── Given data ──

PR #1438, opened 2020-03-07
Bugfix: prevent IndentationGuesser from considering a single space as indentation

glennsl:
Also a bit of cleanup

### DIFF
--- a/src/Core/IndentationGuesser.re
+++ b/src/Core/IndentationGuesser.re
@@ -9,25 +9,18 @@ module Constants = {
 };
 
 let getLeadingWhitespace = (s: string) => {
-  let len = String.length(s);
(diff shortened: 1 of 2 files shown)


src/Core/IndentationGuesser.re
```diff
@@ -3,26 +3,24 @@
...
-    if (c == ' ') {
-      incr(spaceCount);
-    } else if (c == '\t') {
-      incr(tabCount);
+  let rec loop = (i, spaces, tabs) =>
+    if (i >= String.length(s)) {
+      (spaces, tabs, false);
     } else {
-      foundChar := true;
+      switch (s.[i]) {
```
bryphe: Much nicer than the logic before - thanks!

PR #1439, opened 2020-03-07
Fix #1403: OSX - Terminal fails to load default shell

### LINKED ISSUE #1403: Terminal fails to load default shell
MacOS Catalina
Nightly build, commit: a5e6fb52,

When launched the terminal loads bash, rather than the default shell (for me this is fish).

(Fish will now load if I enter the fish command).

bryphe:
__Issue:__ We weren't properly detecting the default shell in OSX.

It's a bit complicated, because we can't always rely on `$SHELL` being present - for example, in the case where a user launches the application from Finder.

__Fix:__ We had some existing utilities already for acquiring the shell path (needed to get the environment for the VSCode extension host), so first of all, re-use those.

Then, expand the detection logic - if the `$SHELL` environment variable isn't specified, then we'll run the `dscl` command to figure out the user's setting for default shell.  Adapted from this stack overflow post:  https://stackoverflow.com/a/41553295


src/Core/ShellUtility.re
```diff
@@ -3,27 +3,66 @@ open Kernel;
...
+      {
+        // We assume if the $SHELL environment variable is specified,
+        // that should be the default.
+        switch (Sys.getenv_opt("SHELL")) {
+        | Some(v) => v
+        | None =>
+          switch (Revery.Environment.os) {
+          | Windows => "cmd.exe"
+          | Mac => Internal.discoverOSXShell()
+          | _ => "/bin/bash"
```
glennsl: I don't think `$SHELL` is entirely reliable on Linux either. Should probably use `Unix` to read the shell from `/etc/passwd`. Ideally you'd even do that before trying `$SHELL`.

src/Core/ShellUtility.re
```diff
@@ -3,27 +3,66 @@ open Kernel;
...
+
+      let len = String.length(userShell);
+      let slashIndex = String.index(userShell, '/');
+      Log.infof(m => m("dscl returned: %s", userShell));
+
+      String.sub(userShell, slashIndex, len - slashIndex);
+    }) {
+    | ex =>
+      Log.warn("Unable to run dscl to get user shell");
+      "/bin/bash";
```
glennsl: Isn't `zsh` the default shell on macOS now?

src/Core/ShellUtility.re
```diff
@@ -3,27 +3,66 @@ open Kernel;
...
+  (
+    lazy(
+      {
+        // We assume if the $SHELL environment variable is specified,
+        // that should be the default.
+        switch (Sys.getenv_opt("SHELL")) {
+        | Some(v) => v
+        | None =>
+          switch (Revery.Environment.os) {
+          | Windows => "cmd.exe"
```
CrossR: Unrelated to Mac, but the default on Windows has been powershell for the past few years.

That said, `esy` isn't happy in Powershell, so from an Oni2 point of view, it being `cmd` is more useful, but is a deviation from Code at least (Vim does default to cmd to my knowledge).

Guess this will be cleaned up when config options are added to pick a default terminal, as its also possible a Windows user would want to set it to a WSL term etc.

src/Core/ShellUtility.re
```diff
@@ -11,19 +13,38 @@ module Internal = {
...
+      let () = close_out(stdIn);
+      let () = close_in(stdErr);
+      ret;
+  };
+
+  let discoverLinuxShell = () =>  {
+    try({
+      let user = Sys.getenv("USER");
+      let userShell = runCommand("getent passwd " ++ user ++ " | awk -F: '{print $NF}'");
+      userShell
```
glennsl: Why not just use [`Unix.getpwuid`](https://caml.inria.fr/pub/docs/manual-ocaml/libref/Unix.html#VALgetpwuid)?

src/Core/ShellUtility.re
bryphe: Thanks, it is. I've updated the default to use `zsh`

src/Core/ShellUtility.re
bryphe: Added a method to pull the default Linux shell. I kept `$SHELL` as the first try - I'm assuming if you launched from a shell (populating the `$SHELL` variable), you'd want to preserve that as the shell to use in Onivim 2.

src/Core/ShellUtility.re
bryphe: Thanks @CrossR ! I switched the default to be `powershell` here too

src/Core/ShellUtility.re
bryphe: Oh, nice find - I didn't know about those APIs. Thanks for the suggestion 👍

glennsl: Np :) I mentioned it in our meeting last monday though ;)

src/Core/ShellUtility.re
glennsl: Yeah that seems reasonable. Good call.

src/Core/ShellUtility.re
```diff
@@ -1,43 +1,114 @@
...
+      |> OptionEx.or_lazy(() => {
+           switch (Revery.Environment.os) {
+           | Mac => Internal.discoverOSXShell()
+           | Linux => Internal.discoverLinuxShell()
+           | _ => None
+           }
+         })
+      |> Option.value(~default);
+    })
+  )
```
glennsl: I really like how you've structured this. Very readable. You can easily get a good overview at a glance here, and then dive into the details in well-defined and we--encapsulated functions elsewhere.

Also, nice use of `lazy`. That's a useful feature that's way too easy to forget actually exists.

bryphe: Thanks @glennsl !

PR #1440, opened 2020-03-07
Fix warnings introduced by #1392

glennsl:
Fix warnings introduced by #1392 which somehow mysteriously passed CI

───

**Required work:** Make a copy of each line in the records above that has the word "fish".

**Task result:**
When launched the terminal loads bash, rather than the default shell (for me this is fish).
(Fish will now load if I enter the fish command).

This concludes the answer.